# Dream Betta drawing



## SassyBetta (Aug 1, 2011)

so i had a dream last night and it was like a collaboration of daily events and this purdy betta. So i decided to draw it once i finished breakfast and heres what i came up with.


lol and yes that is an eye shadow pallet lol i find it blends better than pencil


----------



## Betta Bug (Aug 3, 2011)

Wow thats beautiful!


----------



## SassyBetta (Aug 1, 2011)

thank you lol just messing around with it for a lil  it was fun to draw


----------



## youlovegnats (Feb 23, 2011)

Gorgeous!
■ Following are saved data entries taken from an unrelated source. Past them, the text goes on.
PR #873, opened 2026-07-26
feat(tools): land the TUI audit harness, fix the Analytics title overflow it found

askalf:
Lands the harness that found the v5.4.7 and v5.4.9 bugs, so it stops living on one box — and fixes the bug it found on its first in-repo run.

## `tools/tui-audit`

```bash
npm run build
npm run audit:tui              # or: npm run audit:tui -- --strict
```

Drives the **real** `startTuiApp()` through a fake TTY against a local stub proxy — real sockets, real SSE, real raw-mode key parsing, real tab mount/unmount — and audits every frame the app actually writes:

- **row width** — no line wider than `cols`
- **frame height** — no more physical rows than the terminal has
- **SGR balance** — per line *and* cumulatively across the frame

Twelve geometries, 200×50 down to **24×8**. Output to `.tui-audit/` (gitignored): stripped frame dumps per geometry plus `findings.json`.

The stub serves everything `ProxyClient` calls — `/health`, `/v1/models`, `/admin/resume`, `/analytics`, `/accounts`, and the `/analytics/stream` SSE feed with an `overage_halt` event.

**Not part of `npm test`** — ~25s and needs `dist/` built. `test/` keeps the fast pure-render assertions; this is the slow integration pass for render/layout changes. `--strict` exits non-zero on findings; the default is 0, because a finding usually needs a judgement call about which tab gives up what.

**Safety:** navigation keys only (Tab, arrows) — never `s`/`d`/`r`/`R`/Enter, so a run can't write config or POST `/admin/resume`. Stub binds **39456**, not 3456, so it can't collide with a real `dario proxy`.

## The bug it found

` Analytics  — last 60 min` is **25 characters against 24 columns**. The title is a `required` panel, so the row budget never clips it, and it had no `truncate` of its own — the one row in that tab still unbounded after #871.

## Why CI didn't already catch it

Worth recording, because it's the second time these two approaches have covered for each other:

`test/tui-frame.mjs` sweeps to 24×6 and asserts no row exceeds `cols` — it *should* have caught this. It didn't, because at six rows the body budget is one row, so the frame clamp swaps the title for the `… more rows` note **before its width can be measured**. At 24×8 there's room for the title to render, and overflow.

The reverse happened during the v5.4.7 audit: this harness missed `progressBar()` throwing `RangeError` on a negative width (Analytics crashed at any width ≤ 31) because its narrowest geometry was 40 columns — the fixture sweep caught that one.

Live runs are better evidence for what real data does; fixture sweeps are better for edge geometry. Neither alone has been sufficient. Both README and CHANGELOG record this so the next person doesn't assume one covers the other.

`test/tui-budget.mjs` now checks Analytics at 24/28/32/40 columns × 8 rows, so CI covers this class without needing the harness. Confirmed to fail on revert: `widest=25`.

## Verification

- `npm test` — **123/123**
- `npm run audit:tui` — **0 findings** across all twelve geometries (2 findings before the fix, both the title row at 24×8)

## Checklist
- [x] `npm run build` passes
- [x] `npm test` passes — 123/123
- [x] For changes that touch `proxy.ts`, `cc-template.ts`, or streaming behavior: n/a
- [x] No new runtime dependencies added (harness is zero-dep, stdlib only)
- [x] Version bumped (5.4.9 → 5.4.10) + CHANGELOG — required because this carries a runtime change to `analytics.ts`, not just tooling

### DIFF
--- a/.gitignore
+++ b/.gitignore
@@ -11,3 +11,4 @@ credentials.json
 drift-summary.md
 drift-output.txt
 label-target.txt
+.tui-audit/
--- a/CHANGELOG.md
+++ b/CHANGELOG.md
@@ -11,6 +11,16 @@ checklist.
 
 ## [Unreleased]
 
+## [5.4.10] - 2026-07-26
+
+- **The TUI audit harness now lives in the repo** as `tools/tui-audit`, run with `npm run audit:tui`. It drives the real `startTuiApp()` through a fake TTY against a local stub proxy — real sockets, real SSE, real raw-mode key parsing, real tab mount/unmount — and audits every frame the app actually writes for row width, frame height and SGR balance, across twelve geometries from 200×50 down to 24×8. The stub serves every endpoint `ProxyClient` calls, on port 39456 so it can never collide with a real `dario proxy`. Navigation keys only, so a run can't write config or POST `/admin/resume`.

I love the pouty lips x3


----------



## SassyBetta (Aug 1, 2011)

lol thnx, its my first drawing of a betta so im kinda glad it didnt end up looking like a big color blob lol


----------



## BettaGirl290 (Jul 29, 2010)

rofl


----------



## BettaGirl290 (Jul 29, 2010)

i love it :3 its really good drawing, since it didn't end up like a blob as most of mine do -.-" im impressed at most artwork XD


----------



## SassyBetta (Aug 1, 2011)

lol ah most of mine end up as blobs lol for some reason i draw better when im kinda sleepy , my moms like going all maternal on me and wants to frame it and stuff lol.


----------



## BettaGirl290 (Jul 29, 2010)

ROFL i do too! i draw better when im very sleepy......


----------



## SassyBetta (Aug 1, 2011)

lol i know right. i got first place in my schools art contest cuz i drew some flower background thing when i was all sleepy on pain killers after my wisdom teeth removall. so funny. i was just a lil scared when i put it on here for what people would say lol if it was bad or good .


----------



## BettaGirl290 (Jul 29, 2010)

lol, i made half a notebook full of sketches of pokemon.... they where AWESOME
but i lost the notebook


----------



## bahamut285 (Dec 10, 2010)

Cute! I like his lips too xD 

This is great! How old are you? :O


----------



## SassyBetta (Aug 1, 2011)

bahamut285 said:


> Cute! I like his lips too xD
> 
> This is great! How old are you? :O


 
lol i turned 19 this year. June 6th lol


----------